If he had been looking for a reward, which he hadn’t, he told himself, he would have got it in the smile that transformed Tess’s face.

‘Who is the father?’ He suppressed his own answering smile. This was not a laughing matter.

‘I have no idea. I didn’t ask her. Why?’

‘Because he needs dealing with,’ Alex said, startling himself. What was he, some knight errant, dispensing justice for wronged damsels? ‘Still, I suppose you’ll never get the name out of her and I don’t want her worried that the swine will find out where she is.’

‘Oh, thank you,’ Tess said and clutched his hand. ‘Thank you for understanding. I knew you were Sir Lancelot really, however much you grumbled about Noel and things.’

Her hand was small and warm and strong in his and he closed his fingers around it, even as he said, in tones of loathing, ‘Sir Lancelot? Do I look like some confounded idiot clanking around in armour?

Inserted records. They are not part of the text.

PR #92, opened 2016-07-19
Add answer to question

jlmitch1989:
I was only able to figure out question 2.  Need more help.

### DIFF
--- a/lib/diagnostic.js
+++ b/lib/diagnostic.js
@@ -15,8 +15,8 @@ const min = function min() {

And besides, he was a decidedly dubious type—making love to his king’s wife like that.’

‘I thought when you hit that sailor that you were a storybook knight and then you were grumpy with me so I changed my mind. But it is all a front, the grumpiness, isn’t it?’ Her eyes were dancing; it seemed she was as amused by her nonsense as he was.

His meek little nun was teasing him, he realised, and this time could not suppress the answering smile. Alarm bells were ringing even as he lifted her hand and pressed the back of it against his cheek, her pulse rioting under his fingers. Charm and sweetness. You cannot let yourself enjoy them, not for your sake and definitely not for hers.

‘Yes,’ Alex agreed. ‘It is all a front, but behind it is not your preux chevalier, there’s a real, live, flawed man with many masks and many, many faults.’ He moved her hand so he could nip lightly at her fingertips in warning and felt, more than heard, her shuddering indrawn breath. ‘A man who is hypocrite enough to despise the father of the child down there and yet who cannot forget the feel of your mouth under his, your body in his arms.’